Students from Hong Kong Baptist University visited orphans suffering from Aids and other underprivileged children in Cambodia last month.
The 10-day trip included visits to orphanages and other children's centres in Phnom Penh. Sixty-five students went on the trip, which was aimed at raising awareness of social problems, such as poverty and insufficient health care, in Cambodia.
Among the many excursions on their itinerary, the one that left a lasting impression on the students was a trip to a rubbish dump on top of a hill.
Littered with animal corpses and food remains, the rubbish dump is a treasure trove for child scavengers.
With mosquitoes swarming around their heads and limbs, children rummage through heaps of rubbish searching for things that can be recycled or sold.
'I was so saddened by the scene. I can't imagine anyone from Hong Kong standing there for more than half an hour. The children were there day and night, looking for anything they can sell,' said Phoebe Wong Yuen-mei, a social work student.
Ms Wong was shocked by the poverty.
'I talked to some of the children at the rubbish dump. One told me he needed HK$12 a day to feed his family.
'To make that amount of money, he had to pick up 30kg of plastic bags,' said Ms Wong.
Visiting orphanages for children suffering from Aids was also a heart-wrenching experience for the students.
Some of the children's parents had died from Aids, and the children had to look after themselves before they found shelter with care workers.

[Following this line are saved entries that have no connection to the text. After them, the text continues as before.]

PR #726, opened 2020-01-22
common: tests: move tests to top level directory

ghost:


arnout (commented):
I'm not sure why splitting the moves off in a separate commit is good. It's more difficult to review and it makes it un-bisectable, and it's also more confusing when looking at the history.

Also, I don't think it's appropriate for the tests-runner Dockerfile to move to the top level - it should stay in support/docker - though maybe better in support/docker/tests-runner.

.gitlab-ci.yml
```diff
@@ -49,9 +49,10 @@ run-tests:
   stage: test
   image: $CI_REGISTRY_IMAGE/tests-runner:18.09.7-dind
   script:
-    - cd tools/docker
+    - pushd tools/docker
```
rmelotte: `pushd` doesn't work because this jobs uses busybox's sh. I don't think it's needed though.
If possible I think `image-pull.sh` should be called from the root dir directly. I don't think we need to keep `image-build.sh`.

rmelotte (commented):
Only one small comment for now.
Also since we removed Travis entirely, we could remove `.travis.yml` so that we don't have to update it everytime.

.gitlab-ci.yml
```diff
@@ -141,7 +142,7 @@ test-on-netgear-rax40:
 .run-certification-tests:
   stage: test
   variables:
-    TESTS_TO_RUN: "tools/docker/tests/certification/all_controller_tests.txt"
+    TESTS_TO_RUN: "tests/certification/all_controller_tests.txt"
```
rmelotte: As we now provide this variable from the Gitlab schedules ([PR](https://github.com/prplfoundation/prplMesh/pull/730) not yet merged), we will need to update the value there.
When you merge this, please change it on Gitlab or notify me otherwise the nightly tests will fail.

.gitlab-ci.yml
```diff
@@ -54,7 +54,8 @@ run-tests:
   script:
     - cd tools/docker
     # Try to pull from dockerhub, build the container images if that fails
-    - ./image-pull.sh || ./image-build.sh
+    - ./image-pull.sh
+    - cd ../..
```
rmelotte: As I mentioned in my previous comment, please use `tools/docker/image-pull.sh` directly to avoid changing dirs around.

.travis.yml
```diff
@@ -21,4 +21,5 @@ script:
   - git diff-index --exit-code HEAD
   # Tests
   - ./run.sh --entrypoint "$PWD/../../build/install/bin/tests/tlvf_test"
+  - cd ..
```
rmelotte: `.travis.yml` can be removed.

rmelotte (approved):
Minor comments but please take them into account.

I also think the 2 commits should be squashed, because if you take them separately they break the tests.
Approving so that you don't have to wait for a re-review after you made the changes.

CONTRIBUTING.md
```diff
@@ -280,7 +280,7 @@ That means the following conditions must hold.
 * At least one maintainer has reviewed and approvied.
 * Code builds on Ubuntu, with `MSGLIB=zmq` and `BWL_TYPE=DUMMY`. Automatic with Travis CI.
 * Unit tests run successfully. Automatic with Travis CI.
-* For each new flow being added, `tools/docker/tests/test_flows.sh` and `.travis.yaml` must be updated accordingly to test the new flow.
+* For each new flow being added, `tests/test_flows.sh` and `.travis.yaml` must be updated accordingly to test the new flow.
```
arnout: This reference to .travis.yml should have been removed as well.

arnout (approved):
The removal of .travis.yml should have been a separate commit.

I'll do that and merge.

PR #727, opened 2020-01-22
Dev/dwpal update vap cfg

### LINKED ISSUE #716: BWL DWPAL update VAP configuration

dob71:
The testing has been completed. Please proceed with the review.

The code review changes have been pushed.
The comments marked resolved are addressed in the code, the ones still unresolved have my replies/answers/explanations.

Pushed more code review changes and posted a few answers.
Please mark the conversations resolved if the answers are satisfactory.

Fixes #716

### DIFF
--- a/.gitignore
+++ b/.gitignore
@@ -6,3 +6,12 @@ _GO_KW
 .kwlp
 .kwps
 kw_reports
+# ignore artifacts for building w/ openwrt USE_SOURCE_DIR
+.built
+.built_check
+.configured_*
+.pkgdir/
+.prepared
+.quilt_checked
+.source_dir
+ipkg-*/
--- a/common/beerocks/bwl/dwpal/ap_wlan_hal_dwpal.cpp
+++ b/common/beerocks/bwl/dwpal/ap_wlan_hal_dwpal.cpp
@@ -16,7 +16,6 @@
 #include <bcl/network/network_utils.h>
 #include <bcl/son/son_wireless_utils.h>
 #include <easylogging++.h>
-
 #include <math.h>
 
 #ifdef USE_LIBSAFEC
@@ -416,6 +415,297 @@ static std::shared_ptr<char> generate_client_assoc_event(const std::string &even
     return msg_buff;
 }
 
+///
+/// @brief Finds value by key in a string vector representing hostapd config
+///        (head or VAP) and returns value found in the supplied string object.
+///
+static bool hostapd_config_get_value(const std::vector<std::string> &hostapd_config,
+                                     const std::string &key, std::string &value)
+{
+    std::string key_eq(key + "=");
+    auto it_str = std::find_if(hostapd_config.begin(), hostapd_config.end(),
+                               [&key_eq](std::string str) -> bool {
+                                   return (str.compare(0, key_eq.length(), key_eq) == 0);
+                               });
+    if (it_str == hostapd_config.end()) {
+        return false;
+    }
+    value.assign(*it_str, key_eq.length(), std::string::npos);
+    return true;
+}
+
+///
+/// @brief Finds a value by key in a string vector representing hostapd config
+///        (head or VAP) and replaces it with the supplied one. If the value
+///        does not exist, it's added. If the value is empty string it's deleted.
+///
+static void hostapd_config_set_value(std::vector<std::string> &hostapd_config,
+                                     const std::string &key, const std::string &value)
+{
+    std::string key_eq(key + "=");
+    auto it_str = std::find_if(hostapd_config.begin(), hostapd_config.end(),
+                               [&key_eq](std::string str) -> bool {
+                                   return (str.compare(0, key_eq.length(), key_eq) == 0);
+                               });
+    // Delete the key-value if found
+    if (it_str != hostapd_config.end()) {
+        hostapd_config.erase(it_str);
+    }
+    // If the new value is provided add the key back with that new value
+    if (value.length() != 0) {
+        hostapd_config.push_back(key_eq + value);
+    }
+    return;
+}
+
+static void hostapd_config_set_value(std::vector<std::string> &hostapd_config,
+                                     const std::string &key, const int value)
+{
+    return hostapd_config_set_value(hostapd_config, key, std::to_string(value));
+}
+
+///
+/// @brief Loads hostapd configuration from specified file
+///
+static bool
+load_hostapd_config_file(const std::string &fname, std::vector<std::string> &hostapd_config_head,
+                         std::map<std::string, std::vector<std::string>> &hostapd_config_vaps)
+{
+    std::ifstream ifs(fname);
+    std::string line;
+
+    bool parsing_vaps = false;
+    std::string cur_vap;
+    while (getline(ifs, line)) {
+        // Skip empty lines
+        if (beerocks::string_utils::is_empty(line)) {
+            continue;
+        }
+        // Check if the string belongs to a VAP config part and
+        // capture which one.
+        const std::string bss_eq("bss=");
+        if (line.compare(0, bss_eq.length(), bss_eq) == 0) {
+            parsing_vaps = true;
+            cur_vap.assign(line, bss_eq.length(), std::string::npos);
+        }
+        // If not a VAP line store it in the header part of the config,
+        // otherwise add to the currently being parsed VAP storage.
+        if (!parsing_vaps) {
+            hostapd_config_head.push_back(line);
+        } else {
+            std::vector<std::string> &hostapd_config_vap = hostapd_config_vaps[cur_vap];
+            hostapd_config_vap.push_back(line);
+        }
+    }
+
+    // Log something if there was an error during the read
+    if (ifs.bad()) {
+        LOG(ERROR) << "Unable to read " << fname << ": " << strerror(errno);
+    }
+
+    // If we've got to parsing VAPs and no read errors, assume all is good
+    return parsing_vaps && !ifs.bad();
+}
+
+///
+/// @brief Figures out hostapd config file name by the interface name and loads
+///        its content using load_hostapd_config_file()
+///        Warning: the content of the hostapd_config_head and hostapd_config_vaps
+///        is destroyed.
+///
+static bool
+load_hostapd_config(const std::string &radio_iface_name, std::string &fname,
+                    std::vector<std::string> &hostapd_config_head,
+                    std::map<std::string, std::vector<std::string>> &hostapd_config_vaps)
+{
+    bool loaded                                = false;
+    std::vector<std::string> hostapd_cfg_names = {"/var/run/hostapd-phy0.conf",
+                                                  "/var/run/hostapd-phy1.conf"};
+
+    for (const auto &try_fname : hostapd_cfg_names) {
+        LOG(DEBUG) << "Trying to load " << try_fname << "...";
+
+        hostapd_config_head.clear();
+        hostapd_config_vaps.clear();
+        if (!beerocks::os_utils::file_exists(try_fname)) {
+            continue;
+        }
+        if (!load_hostapd_config_file(try_fname, hostapd_config_head, hostapd_config_vaps)) {
+            LOG(ERROR) << "Failed to load hostapd cofig file: " << try_fname;
+            continue;
+        }
+        // See if it's the right one
+        std::string ifname;
+        if (!hostapd_config_get_value(hostapd_config_head, "interface", ifname)) {
+            LOG(ERROR) << "No interface value in " << try_fname;
+            continue;
+        }
+        if (ifname != radio_iface_name) {
+            LOG(DEBUG) << "File " << try_fname << " interface " << radio_iface_name << " no match";
+            continue;
+        }
+        LOG(DEBUG) << "Loaded " << try_fname << " for interface " << radio_iface_name;
+
+        loaded = true;
+        fname.assign(try_fname);
+        break;
+    }
+    if (!loaded) {
+        hostapd_config_head.clear();
+        hostapd_config_vaps.clear();
+    }
+
+    return loaded;
+}
+
+///
+/// @brief Saves hostapd configuration to specified file
+///
+static bool
+save_hostapd_config_file(const std::string &fname, std::vector<std::string> &hostapd_config_head,
+                         std::map<std::string, std::vector<std::string>> &hostapd_config_vaps)
+{
+    std::ofstream out(fname, std::ofstream::out | std::ofstream::trunc);
+
+    for (const auto &line : hostapd_config_head) {
+        out << line << "\n";
+    }
+    for (auto &it : hostapd_config_vaps) {
+        out << "\n"; // add empty line for readability
+        const std::vector<std::string> &hostapd_config_vap = it.second;
+        for (auto &line : hostapd_config_vap) {
+            out << line << "\n";
+        }
+    }
+
+    // Log something if there was an error during the write
+    out.close();
+    if (out.fail()) {
+        LOG(ERROR) << "Unable to write " << fname << ": " << strerror(errno);
+    }
+
+    return !out.fail();
+}
+
+static bool
+update_vap_credentials_configure_wpa(const std::string &vap_if,
+                                     std::vector<std::string> &vap_hostapd_config,
+                                     const son::wireless_utils::sBssInfoConf &bss_info_conf)
+{
+    // Hostapd "wpa" field.
+    // This field is a bit field that can be used to enable WPA (IEEE 802.11i/D3.0)
+    // and/or WPA2 (full IEEE 802.11i/RSN):
+    // bit0 = WPA
+    // bit1 = IEEE 802.11i/RSN (WPA2) (dot11RSNAEnabled)
+    int wpa = 0;
+
+    // Set of accepted key management algorithms (WPA-PSK, WPA-EAP, or both). The
+    // entries are separated with a space. WPA-PSK-SHA256 and WPA-EAP-SHA256 can be
+    // added to enable SHA256-based stronger algorithms.
+    // WPA-PSK = WPA-Personal / WPA2-Personal
+    std::string wpa_key_mgmt(""); // Empty -> delete from hostapd config
+
+    // (dot11RSNAConfigPairwiseCiphersTable)
+    // Pairwise cipher for WPA (v1) (default: TKIP)
+    //  wpa_pairwise=TKIP CCMP
+    // Pairwise cipher for RSN/WPA2 (default: use wpa_pairwise value)
+    //  rsn_pairwise=CCMP
+    std::string wpa_pairwise(""); // Empty -> delete from hostapd config
+
+    // WPA pre-shared keys for WPA-PSK. This can be either entered as a 256-bit
+    // secret in hex format (64 hex digits), wpa_psk, or as an ASCII passphrase
+    // (8..63 characters), wpa_passphrase.
+    std::string wpa_passphrase("");
+    std::string wpa_psk("");
+
+    // ieee80211w: Whether management frame protection (MFP) is enabled
+    // 0 = disabled (default)
+    // 1 = optional
+    // 2 = required
+    std::string ieee80211w("");
+
+    // This parameter can be used to disable caching of PMKSA created through EAP
+    // authentication. RSN preauthentication may still end up using PMKSA caching if
+    // it is enabled (rsn_preauth=1).
+    // 0 = PMKSA caching enabled (default)
+    // 1 = PMKSA caching disabled
+    std::string disable_pmksa_caching("");
+
+    // Opportunistic Key Caching (aka Proactive Key Caching)
+    // Allow PMK cache to be shared opportunistically among configured interfaces
+    // and BSSes (i.e., all configurations within a single hostapd process).
+    // 0 = disabled (default)
+    // 1 = enabled
+    std::string okc("");
+
+    // This parameter can be used to disable retransmission of EAPOL-Key frames that
+    // are used to install keys (EAPOL-Key message 3/4 and group message 1/2). This
+    // is similar to setting wpa_group_update_count=1 and
+    std::string wpa_disable_eapol_key_retries("");
+
+    // EasyMesh R1 only allows Open and WPA2 PSK auth&encryption methods.
+    // Quote: A Multi-AP Controller shall set the Authentication Type attribute
+    //        in M2 to indicate WPA2-Personal or Open System Authentication.
+    // bss_info_conf.authentication_type is a bitfield, but we are not going
+    // to accept any combinations due to the above limitation.
+    if (bss_info_conf.authentication_type == WSC::eWscAuth::WSC_AUTH_OPEN) {
+        wpa = 0x0;
+        if (bss_info_conf.encryption_type != WSC::eWscEncr::WSC_ENCR_NONE) {
+            LOG(ERROR) << "Autoconfiguration: " << vap_if << " encryption set on open VAP";
+            return false;
+        }
+        if (bss_info_conf.network_key.length() > 0) {
+            LOG(ERROR) << "Autoconfiguration: " << vap_if << " network key set for open VAP";
+            return false;
+        }
+    } else if (bss_info_conf.authentication_type == WSC::eWscAuth::WSC_AUTH_WPA2PSK) {
+        wpa = 0x2;
+        wpa_key_mgmt.assign("WPA-PSK");
+        // Cipher must include AES for WPA2, TKIP is optional
+        if ((uint16_t(bss_info_conf.encryption_type) & uint16_t(WSC::eWscEncr::WSC_ENCR_AES)) ==
+            0) {
+            LOG(ERROR) << "Autoconfiguration:  " << vap_if << " CCMP(AES) is required for WPA2";
+            return false;
+        }
+        if ((uint16_t(bss_info_conf.encryption_type) & uint16_t(WSC::eWscEncr::WSC_ENCR_TKIP)) !=
+            0) {
+            wpa_pairwise.assign("TKIP CCMP");
+        } else {
+            wpa_pairwise.assign("CCMP");
+        }
+        if (bss_info_conf.network_key.length() < 8 || bss_info_conf.network_key.length() > 64) {
+            LOG(ERROR) << "Autoconfiguration: " << vap_if << " invalid network key length "
+                       << bss_info_conf.network_key.length();
+            return false;
+        }
+        if (bss_info_conf.network_key.length() < 64) {
+            wpa_passphrase.assign(bss_info_conf.network_key);
+        } else {
+            wpa_psk.assign(bss_info_conf.network_key);
+        }
+        ieee80211w.assign("0");
+        disable_pmksa_caching.assign("1");
+        okc.assign("0");
+        wpa_disable_eapol_key_retries.assign("0");
+    } else {
+        LOG(ERROR) << "Autoconfiguration: " << vap_if << " invalid authentication type";
+        return false;
+    }
+
+    hostapd_config_set_value(vap_hostapd_config, "wpa", wpa);
+    hostapd_config_set_value(vap_hostapd_config, "okc", okc);
+    hostapd_config_set_value(vap_hostapd_config, "wpa_key_mgmt", wpa_key_mgmt);
+    hostapd_config_set_value(vap_hostapd_config, "wpa_pairwise", wpa_pairwise);
+    hostapd_config_set_value(vap_hostapd_config, "wpa_psk", wpa_psk);
+    hostapd_config_set_value(vap_hostapd_config, "ieee80211w", ieee80211w);
+    hostapd_config_set_value(vap_hostapd_config, "wpa_passphrase", wpa_passphrase);
+    hostapd_config_set_value(vap_hostapd_config, "disable_pmksa_caching", disable_pmksa_caching);
+    hostapd_config_set_value(vap_hostapd_config, "wpa_disable_eapol_key_retries",
+                             wpa_disable_eapol_key_retries);
+
+    return true;
+}
+
 //////////////////////////////////////////////////////////////////////////////
 /////////////////////////////// Implementation ///////////////////////////////
 //////////////////////////////////////////////////////////////////////////////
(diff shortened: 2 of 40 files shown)


.gitignore
```diff
@@ -6,3 +6,11 @@ _GO_KW
 .kwlp
 .kwps
 kw_reports
+.built
```
arnout, line 10: It would be nice to add a comment above that says the following are openwrt build artefacts (nitpick)

framework/platform/bpl/uci/cfg/bpl_cfg.cpp
```diff
@@ -170,11 +169,17 @@ int cfg_get_wifi_params(const char iface[BPL_IFNAME_LEN], struct BPL_WLAN_PARAMS
...
     }
 
-    retVal |= cfg_uci_get_wireless_bool(TYPE_RADIO, index, "disabled", &disabled);
-    if (!retVal) {
-        wlan_params->enabled = !disabled;
-    }
-    retVal |= cfg_get_channel(index, &wlan_params->channel);
+    // The UCI "disabled" setting is optional, defaults to false if not present
+    bool disabled = false;
+    cfg_uci_get_wireless_bool(TYPE_RADIO, index, "disabled", &disabled);
```
arnout, line 174: It would still be nice to have in INFO message that the default is used. (nitpick)

tools/docker/tests/send_CAPI_command.py
```diff
@@ -39,7 +39,7 @@ def __init__(self, host: str, port: int, timeout : int = 10):
         self.host = host
         self.port = port
         self.timeout = timeout
-        self.conn: socket.socket
+        self.conn = socket.socket
```
arnout: This change is wrong.

The point of the statement is to declare `self.conn` as being of type socket.socket, but to not set it yet (it will only be set in the `__enter__` context manager). So to "fix" this issue, the statement should be removed entirely.

It took me some time to find out why this change is needed. The explanation in the commit message could be better. E.g.: "Type hints are supported since Python 3.5, but type hints for variables are only supported since Python 3.6. Therefore, remove the type hint for UCCSocket.conn."

framework/tlvf/tlvf.py
```diff
@@ -1151,10 +1151,6 @@ def addClassVarLenMethods(self, obj_meta, param_type, param_name, param_meta, pa
             lines_cpp.append( "%sTLVF_LOG(ERROR) << \"Out of order allocation for variable length list %s, abort!\";" %(self.getIndentation(2), param_name) )
             lines_cpp.append( "%sreturn false;" %self.getIndentation(2))
             lines_cpp.append( "%s}" %self.getIndentation(1))
-            lines_cpp.append( "%sif (count == 0) {" % (self.getIndentation(1)) )
-            lines_cpp.append( '%sTLVF_LOG(WARNING) << "can\'t allocate 0 bytes";' %  self.getIndentation(2) )
-            lines_cpp.append( "%sreturn false;" % self.getIndentation(2))
-            lines_cpp.append( "%s}" % self.getIndentation(1) )
```
arnout, line 1157: I don't see why this should be removed. Indeed, for the specific case of a string, it's duplicated because we already do this check in the set_xxx call and we normally don't call alloc_xxx directly. However, for fields of a different type, we do call alloc_xxx manually and allocating 0 elements is not supposed to happen.

framework/tlvf/tlvf.py
```diff
@@ -1009,8 +1009,8 @@ def addClassParam(self, obj_meta, param_name, param_type, param_type_info, param
 
                 lines_h.append( "bool set_%s(const char buffer[], size_t size);" % (param_name) )
                 lines_cpp.append( "bool %s::set_%s(const char str[], size_t size) {" % (obj_meta.name, param_name) )
-                lines_cpp.append( "%sif (str == nullptr || size == 0) {" % self.getIndentation(1))
-                lines_cpp.append( '%sTLVF_LOG(WARNING) << "set_%s received an empty string.";' %  (self.getIndentation(2), param_name) )
+                lines_cpp.append( "%sif (str == nullptr) {" % self.getIndentation(1))
+                lines_cpp.append( '%sTLVF_LOG(WARNING) << "set_%s received a null pointer.";' %  (self.getIndentation(2), param_name) )
```
arnout, line 1013: I think instead of continuing with the alloc_xxx, we should just add a separate condition that returns true in case size == 0.

common/beerocks/bwl/dwpal/ap_wlan_hal_dwpal.cpp
```diff
@@ -416,6 +417,303 @@ static std::shared_ptr<char> generate_client_assoc_event(const std::string &even
     return msg_buff;
 }
 
+// Checks if file exists
+static bool file_exists(const std::string &fname)
+{
+    struct stat st;
+    return (stat(fname.c_str(), &st) == 0);
+}
```
arnout: It would be better to put such a function in beerocks_utils.h (or utils.h) so it can be used more in general.

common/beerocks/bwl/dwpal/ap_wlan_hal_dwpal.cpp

'Many of them were sad and withdrawn. At first, we didn't want to touch or get close to the children. We were afraid that physical contact would put us at risk. But later, we realised that avoiding the children would defeat the purpose of our trip,' said Ms Wong.
'We went [to Cambodia] to help and show our concern. So we told ourselves to relax and we had a great time with them.'
Ms Wong was so touched by the plight of the Cambodian children that she plans to visit them again in December.